Les cabinets des médecins généralistes trouvent de moins en moins preneur. Keystone

De moins en moins de jeunes médecins aspirent à une carrière de médecin de famille. La situation pourrait prendre des dimensions graves. Témoignage inquiet d’un généraliste, alors que sur la Place fédérale de Berne, ses collègues ont manifesté jeudi pour faire part de leur malaise.

Ce contenu a été publié le 31 mars 2011 - 14:15
Etienne Strebel, swissinfo.ch

Le cabinet du Docteur Bruno Kissling se situe dans un immeuble discret du quartier d’Elfenau à Berne. Cela fait trente ans qu’il y exerce son métier de médecin de famille. N’est-ce pas le temps de penser à la retraite?

«J’ai maintenant 62 ans et j’appartiens au groupe important des médecins qui ont 55 ans et plus. J’ai encore très envie de travailler et je ne peux m’imaginer arrêter à 65 ans. J’ai fixé mon horizon temporel pour ma retraite à 68 ans. Je ne pense pas que l’envie cesse à cet âge, mais un jour ou l’autre on commence à perdre la force nécessaire», dit Bruno Kissling.
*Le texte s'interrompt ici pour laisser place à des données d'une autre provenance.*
PR #38795, opened 2025-11-14
[Monitor] Add Monitor Exporter TypeSpec

pvaneck:
Adding TypeSpec for Monitor Exporter.

**Notes**
1. Error responses with status codes 400, 402, 429, 500, and 503 are modeled with the same response model as successful responses. Will maintain that here.


specification/applicationinsights/data-plane/Monitor.Exporters/preview/v2.1/swagger.json
```diff
@@ -393,347 +438,336 @@
...
+      "allOf": [
+        {
+          "$ref": "#/definitions/Domain"
+        }
       ]
     },
-    "RequestData": {
+    "PropertyValue": {
+      "type": "string",
+      "maxLength": 8192
```
hozhangg: Let's remove this limit. It's not enforced by ingestion service

specification/applicationinsights/ApplicationInsights.Monitor.Exporters/models.tsp
```diff
@@ -0,0 +1,821 @@
...
+   * Identifier of a page view instance. Used for correlation between page view and
+   * other telemetry items.
+   */
+  @maxLength(512)
+  id: string;
+
+  /**
+   * Event name. Keep it low cardinality to allow proper grouping and useful metrics.
+   */
+  @maxLength(1024)
```
hozhangg: Should be 512

specification/applicationinsights/ApplicationInsights.Monitor.Exporters/models.tsp
```diff
@@ -0,0 +1,821 @@
...
```
hozhangg: Should be 512

specification/applicationinsights/ApplicationInsights.Monitor.Exporters/models.tsp
```diff
@@ -0,0 +1,821 @@
+import "@typespec/http";
+
+using TypeSpec.Http;
+
+namespace AzureMonitorExporter;
+
+@maxLength(8192)
```
hozhangg: Please remove this limit, as it's not enforced by ingestion service

specification/applicationinsights/data-plane/Monitor.Exporters/preview/v2.1/swagger.json
```diff
@@ -393,347 +438,336 @@
...
-              "description": "Collection of custom measurements.",
-              "additionalProperties": {
-                "type": "number",
-                "format": "double"
-              }
-            }
+        "name": {
+          "type": "string",
+          "description": "Event name. Keep it low cardinality to allow proper grouping and useful metrics.",
+          "maxLength": 1024
```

Avec les taux de départs à la retraite actuels, la moitié des médecins de famille se retireront d’ici 2016 et 75% d’ici 2021. Or la relève est très faible: seuls 10% environ des étudiants en médecine ont l’intention de devenir généraliste.

Pour sensibiliser le public à ce problème, Médecins de famille Suisse, l’association professionnelle des généralistes et des pédiatres, lance sur la Place fédérale une campagne pour défendre l’initiative «Oui à la médecine de famille».

Stratégie de succession

Le risque d’une pénurie de généralistes préoccupe aussi Bruno Kissling: «Je n’ai pas déterminé les modalités de ma succession, mais j’ai une stratégie». Il pense regrouper les cabinets de collègues qui désirent collaborer. «De cette manière, nous pourrions élargir les structures et permettre la participation de jeunes médecins qui veulent travailler à temps partiel.»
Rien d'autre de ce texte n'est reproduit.